Lipoprotein lipase (LPL) plays an important role in plasma lipoprotein metabolism and the uptake of free fatty acid in muscle. Previous studies using transgenic mice showed that increased LPL leads to myopathies, but these results were controversial. To examine this hypothesis, we studied LPL transgenic rabbits, and our results refute the suggested role of LPL in the pathogenesis of myopathies.

Lipoprotein(a) enhances advanced atherosclerosis and vascular calcification in WHHL transgenic rabbits expressing human apolipoprotein(a).

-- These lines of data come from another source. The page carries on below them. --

PR #261, opened 2021-11-29
all files: replace '#include HAL' with path to a file

HBuczynski:
## Description

`define HAL` is removed.

## Motivation and Context

The headers need some cleaning to not include the whole `hal` but only specific unit's header. 
However, @Maxez is currently working on changes in including headers, so I don't want to interfere in his work and I've done only minimal changes.

## Types of changes

## How Has This Been Tested?

## Checklist:

## Special treatment

### DIFF
--- a/lib/bsearch.c
+++ b/lib/bsearch.c
@@ -14,7 +14,7 @@
  *
  */
 
-#include HAL
+#include "../hal/hal.h"
 #include "bsearch.h"
 
 
--- a/Makefile
+++ b/Makefile
@@ -27,7 +27,7 @@ include ../phoenix-rtos-build/Makefile.common
 include ../phoenix-rtos-build/Makefile.$(TARGET_SUFF)
 
 CFLAGS += $(BOARD_CONFIG)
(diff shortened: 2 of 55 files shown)


lib/bsearch.c
```diff
@@ -14,7 +14,7 @@
  *
  */
 
-#include HAL
+#include "../hal/hal.h"
```
nalajcie, line 17: please note that You have `-I.` in `CFLAGS` to avoid the need to use `..` across includes (which for some reason is ignored in many places :)). 

Side note: I think that `-I.` is also unneeded as CWD is always added to local include path - otherwise `include "file.h" would not work (alas might have change how `include <file.h>` works).

nalajcie:
HA, finally! :clap:

lib/bsearch.c
HBuczynski: I agree with You that this part also should be cleaned up, but like I wrote in a description that there are coming changes in headers in `phoenix-rtos-kernel` so I have decided to wait on it before making a bigger changes.

agkaminski (approved):

PR #266, opened 2021-12-06
armv7a/imx6ull: remove persistent bits clearing in init

nalajcie:
## Description
Remove persistent bit clearing at bootup to be read out later in userspace. Using psh `reboot` or disconnecting power will reset this bit anyway.

## Motivation and Context
JIRA: DTR-181

## Types of changes

## How Has This Been Tested?

- [x] Tested by hand on: `imx6ull`.

## Checklist:

## Special treatment

### DIFF
--- a/hal/armv7a/imx6ull/_init.S
+++ b/hal/armv7a/imx6ull/_init.S
@@ -348,12 +348,6 @@ _start:
 
 	/* WARNING: R7 - can't touch this until MMU enable */
 
-	/* Clear PERSIST_SECONDARY_BOOT bit */
-	ldr r0, =0x020d8044
-	ldr r1, [r0]
-	bic r1, r1, #(1 << 30)
-	str r1, [r0]
-
 	/* Enable PMU cycle counter */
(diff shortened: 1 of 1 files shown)


agkaminski:
Reboot other then POR should leave this bit as is (so if it's set psh reboot will cause secondary image boot)

nalajcie:
> Reboot other than POR should leave this bit as is (so if it's set psh reboot will cause secondary image boot)

Nope, see:
https://github.com/phoenix-rtos/phoenix-rtos-kernel/blob/0b08b023132ecded98df9cc999b72a800138003c/hal/armv7a/imx6ull/imx6ull.c#L380-L393

If there would be watchdog reboot, I would like to resume secondary reboot if possible (primary partitions might be in unusable state (eg. new rootfs + old kernel)  if FW upgrade is designed the wrong way), so IMHO this was always invalid.

agkaminski (approved):
Ok, a point about reset caused by the watchdog is a good one.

High lipoprotein(a) (Lp(a)) levels are a major risk factor for the development of atherosclerosis. The risk of elevated Lp(a) concentration is increased significantly in patients who also have high levels of low density lipoprotein (LDL) cholesterol. To test the hypothesis that increased plasma levels of Lp(a) may enhance the development of atherosclerosis in the setting of hypercholesterolemia, we generated Watanabe heritable hyperlipidemic (WHHL) transgenic (Tg) rabbits expressing human apolipoprotein(a) (apo(a)). We report here that Tg WHHL rabbits developed more extensive advanced atherosclerotic lesions than did non-Tg WHHL rabbits. In particular, the advanced atherosclerotic lesions in Tg WHHL rabbits were frequently associated with calcification, which was barely evident in non-Tg WHHL rabbits. To investigate the molecular mechanism of Lp(a)-induced vascular calcification, we examined the effect of human Lp(a) on cultured rabbit aortic smooth muscle cells and found that smooth muscle cells treated with Lp(a) showed increased alkaline phosphatase activity and enhanced calcium accumulation. These results demonstrate for the first time that Lp(a) accelerates advanced atherosclerotic lesion formation and may play an important role in vascular calcification.

Lipoprotein(a) promotes smooth muscle cell proliferation and dedifferentiation in atherosclerotic lesions of human apo(a) transgenic rabbits.

Elevated plasma lipoprotein(a) [Lp(a)] levels constitute an independent risk factor for the development of atherosclerosis. However, the mechanism underlying Lp(a) atherogenicity is unclear. Recently, we demonstrated that Lp(a) may potentially be proatherogenic in transgenic rabbits expressing human apolipoprotein(a) [apo(a)]. In this study, we further investigated atherosclerotic lesions of transgenic rabbits by morphometry and immunohistochemistry. On a cholesterol diet, human apo(a) transgenic rabbits had more extensive atherosclerotic lesions of the aorta, carotid artery, iliac artery, and coronary artery than did nontransgenic littermate rabbits as defined by increased intimal lesion area. Enhanced lesion development in transgenic rabbits was characterized by increased accumulation of smooth muscle cells, that was often associated with the Lp(a) deposition. To explore the possibility that Lp(a) may be involved in the smooth-muscle cell phenotypic modulation, we stained the lesions using a panel of monoclonal antibodies against smooth-muscle myosin heavy-chain isoforms (SM1, SM2, and SMemb) and basic transcriptional element binding protein-2 (BTEB2). We found that a large number of smooth muscle cells located in the apo(a)-containing areas of transgenic rabbits were positive for SMemb and BTEB2, suggesting that these smooth muscle cells were either immature or in the state of activation. In addition, transgenic rabbits showed delayed fibrinolytic activity accompanied by increased plasma plasminogen activator inhibitor-1. We conclude that Lp(a) may enhance the lesion development by mediating smooth muscle cell proliferation and dedifferentiation possibly because of impaired fibrinolytic activity.